Si, quindi la storia dei binari non funziona. Penso di averci capito qualcosa ora.

----------

## faber

dovrbbe funzionare..

cmq una volta ho trovato un bug nell'ebuild di cdrecord, non mi compilava

ho postato in bugzilla, e durante la discussione un tizio ha fatto: wow, questo assomiglia tantissimo ad un bug che c'era per i386

ho guardato il mio chost e... gia', avevo il chost sbagliato. sistemandolo cdrecord si e' compilato tranquillo

questo per dire: non so se vale la pena dal punto di vista prestazionale, ma a volte ti eviti problemi  :Smile: 

----------

## Peach

aggiorno il thread dicendo: CE L'HO FATTA

 :Wink: 

sarebbe a dire che ho colto l'occasione dell'aggiornamento di gcc alla versione 3.4 per cambiare anche il CHOST a "i686-pc-linux-gnu"

se siete nella necessità di farlo, potrei suggerire di seguire la guida al passaggio a gcc 3.4 che comporta anche la ricompilazione dell'intero system e world.

take care.

----------

## Peach

aggiungo una cosa: ho avuto modo di fare l'upgrade di CHOST su un'altra macchina, sempre in occasione del cambio di gcc,

e devo dire che nulla si incastra se (seguendo la "upgrade gcc guide"), prima di fare lo switch con "gcc-config", si emerge libsdtc++-v3

se nn lo si fa si rischia che python si spacchi e riportare la situazione alla stabilità potrebbe portare via parecchie ore di sonno.

a buon rendere  :Wink: 

----------

## duffimc

 *Peach wrote:*   

> aggiungo una cosa: ho avuto modo di fare l'upgrade di CHOST su un'altra macchina, sempre in occasione del cambio di gcc,
> 
> e devo dire che nulla si incastra se (seguendo la "upgrade gcc guide"), prima di fare lo switch con "gcc-config", si emerge libsdtc++-v3
> 
> se nn lo si fa si rischia che python si spacchi e riportare la situazione alla stabilità potrebbe portare via parecchie ore di sonno.
> ...

 

Quindi ricapitolando i passi da seguire sono questi (seguendo la guida all'aggiornamento di gcc):

1) emerge gcc

2) emerge --oneshot libsdtv++-v3

3) gcc-config i686-pc-linux-gnu-3.4.5

4) source /etc/profile

5) emerge --oneshot libtool

6) emerge -e system

7) emerge -e world

Giustoo??

Domanda...ma il cambio di CHOST in make.conf lo devo fare a mano dopo aver emerso libsdtv++v3???
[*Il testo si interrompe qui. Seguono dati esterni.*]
PR #2733, opened 2023-06-01
PWGHF: Add tree creator for DplusToPiKPi

AlexBigO:
Ciao @fgrosa , here is a first proposition for the tree creator of Dplus.

The goal would be to use  `HfCand3ProngFull` as an input for BDT training. It should contain for information than needed for this purpose (there are all the topological variables used in the Dplus selector + PID Nsigma), with the `OriginMcRec` flag used to label data for the BDT.


fgrosa:
Ciao @AlexBigO thanks a lot!
In general it looks good to me (also because it's very similar to the D0 one). I would however suggest to add a configurable that allows to store a "reduced" version of this table, since it is unlikely that we need all these variables. For instance, in the light version I would include only:
```cpp
                  hf_cand::Chi2PCA,
                  full::DecayLength,
                  full::DecayLengthXY,
                  full::DecayLengthNormalised,
                  full::DecayLengthXYNormalised,
                  full::PtProng0,
                  full::PtProng1,
                  full::PtProng2,
                  hf_cand::ImpactParameter0,
                  hf_cand::ImpactParameter1,
                  hf_cand::ImpactParameter2,
                  full::NSigTpcPi0,
                  full::NSigTpcKa0,
                  full::NSigTofPi0,
                  full::NSigTofKa0,
                  full::NSigTpcPi1,
                  full::NSigTpcKa1,
                  full::NSigTofPi1,
                  full::NSigTofKa1,
                  full::NSigTpcPi2,
                  full::NSigTpcKa2,
                  full::NSigTofPi2,
                  full::NSigTofKa2,
                  full::CandidateSelFlag,
                  full::M,
                  full::Pt,
                  full::Cpa,
                  full::CpaXY,
                  full::MaxNormalisedDeltaIP,
                  full::Eta,
                  full::Phi,
                  full::Y,
                  hf_cand_3prong::FlagMcMatchRec,
                  hf_cand_3prong::OriginMcRec
```  
If you think there are other variables to consider you can add them, but I would avoid to add many more.
Cheers, Fabrizio

AlexBigO:
Ciao @fgrosa ! Thanks for the detailed reply. I ended up writing a whole new `process` function instead of including a configurable (as we are only interested in this new table for our ML training purposes).

PWGHF/TableProducer/treeCreatorDplusToPiKPi.cxx
```diff
@@ -0,0 +1,430 @@
...
+          RecoDecay::y(array{particle.px(), particle.py(), particle.pz()}, RecoDecay::getMassPDG(particle.pdgCode())),
+          particle.flagMcMatchGen(),
+          particle.originMcGen());
+      }
+    }
+  }
+
+  PROCESS_SWITCH(HfTreeCreatorDplusToPiKPi, processMc, "Process MC", false);
+
+  void processForMLTraining(soa::Filtered<soa::Join<aod::HfCand3Prong, aod::HfCand3ProngMcRec, aod::HfSelDplusToPiKPi>> const& candidates,
```
fcatalan92, line 408:
```suggestion
  void processReducedTableMC(soa::Filtered<soa::Join<aod::HfCand3Prong, aod::HfCand3ProngMcRec, aod::HfSelDplusToPiKPi>> const& candidates,
```
I would use *reduced table* instead of *train table* and *ML training* which is in general more clear IMHO. As you state in the task description, these tables can be used for other things than ML training.

PWGHF/TableProducer/treeCreatorDplusToPiKPi.cxx
```diff
@@ -0,0 +1,430 @@
...
+// This software is distributed under the terms of the GNU General Public
+// License v3 (GPL Version 3), copied verbatim in the file "COPYING".
+//
+// In applying this license CERN does not waive the privileges and immunities
+// granted to it by virtue of its status as an Intergovernmental Organization
+// or submit itself to any jurisdiction.
+
+/// \file treeCreatorDplusToPiKPi.cxx
+/// \brief Writer of D+ → π+ K- π+ candidates in the form of flat tables to be stored in TTrees.
+///        Intended for debug, local optimization of analysis on small samples or BDT training.
```
fcatalan92, line 14:
```suggestion
///        Intended for debug, local optimization of analysis on small samples or ML training.
```

fcatalan92 (commented):
@AlexBigO I have just a couple of minor comments. On top of that, I think you should also implement the production of the reduced table for the data. Usually, the background sample for the ML training is obtained from real data, so such a table is needed.

PWGHF/TableProducer/treeCreatorDplusToPiKPi.cxx
AlexBigO: Ciao @fcatalan92 ! Thanks for the feedback.

I chose `Lite` instead of `Reduced` (as the latter is already used in the reduced workflow).

Indeed, as we need to implement it for data and for MC, I defined a configurable (which was Fabrizio's initial suggestion :D) to fill this lite table.

fcatalan92: Now with the configurable, you are always producing the large table even if you want only the small one. I would make this exclusive filling only one table at a time (this should have benefits in terms of memory and disk consumption).

AlexBigO: I fully agree, thanks :)

fcatalan92 (approved):

PWGHF/TableProducer/treeCreatorDplusToPiKPi.cxx
```diff
@@ -0,0 +1,429 @@
...
+      candidate.eta(),
+      candidate.phi(),
+      y,
+      flagMc,
+      origin);
+  }
+
+  template <typename T, typename U>
+  void fillTable(const T& candidate, const U& prong0, const U& prong1, const U& prong2, int selectionFlag, double invMass,
+                 double ct, double y, double e, int8_t flagMc, int8_t origin)
```
vkucera, line 271: Are you passing all these arguments from outside to avoid code duplication inside `fillTable` and `fillLiteTable`?

vkucera (changes requested):

PWGHF/TableProducer/treeCreatorDplusToPiKPi.cxx
vkucera: I mean that all the arguments you pass can be accessed from `candidate`.

vkucera: But now I see that there is also a big overlap between the two `process` functions which could also be factored out into a single filling function.

vkucera: > > I mean that all the arguments you pass can be accessed from `candidate`.
> 
> Indeed, some of them can be. However, for `prong0,1,2`, it does not compile if I define them inside the `fillTable` function.

OK, fair enough. Let's keep the prongs where they are then. :-)

vkucera (approved):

emerge libsdtv++v3 mi installa le librerire i686 giusto??? O vengono installate quando aggiorno gcc???

Lo dico perchè ho controllato sul mio sistema e in /usr/lib/gcc-lib/ non è presente la directory i686...

Thanks

----------

## Peach

 *duffimc wrote:*   

> Quindi ricapitolando i passi da seguire sono questi (seguendo la guida all'aggiornamento di gcc):
> 
> 1) emerge gcc
> 
> 2) emerge --oneshot libsdtv++-v3
> ...

 

TEORICAMENTE: sappi che non è testata come procedura e potrebbe portarti al blocco totale del sistema, molti mi hanno infatti consigliato di reinstallare completamente piuttosto che rifare questo casino e personalmente ho perso 5 ore di vita (dalle 2 alle 7 di mattina) perché mi si era sputtanato emerge e gcc non compilava più.

Cmq sei libero di divertirti  :Twisted Evil: 

in ogni caso l'emerge di GCC e di LIBSTD++-v3 mi sa che lo devi fare con la nuova CHOST impostata in make.conf, altrimenti è inutile.

una volta emerso gcc, con "gcc-config -l" vedi i profili disponibili, quindi scegli l'ultimo disponibile per i686.

una volta selezionato il profilo gcc con gcc-config, controlla che sia stato effettivamente selezionato con "gcc -v", quindi ricarica profile e lancia emerge incrociando le dita.

se tutto va a buon fine non ti resta che aspettare.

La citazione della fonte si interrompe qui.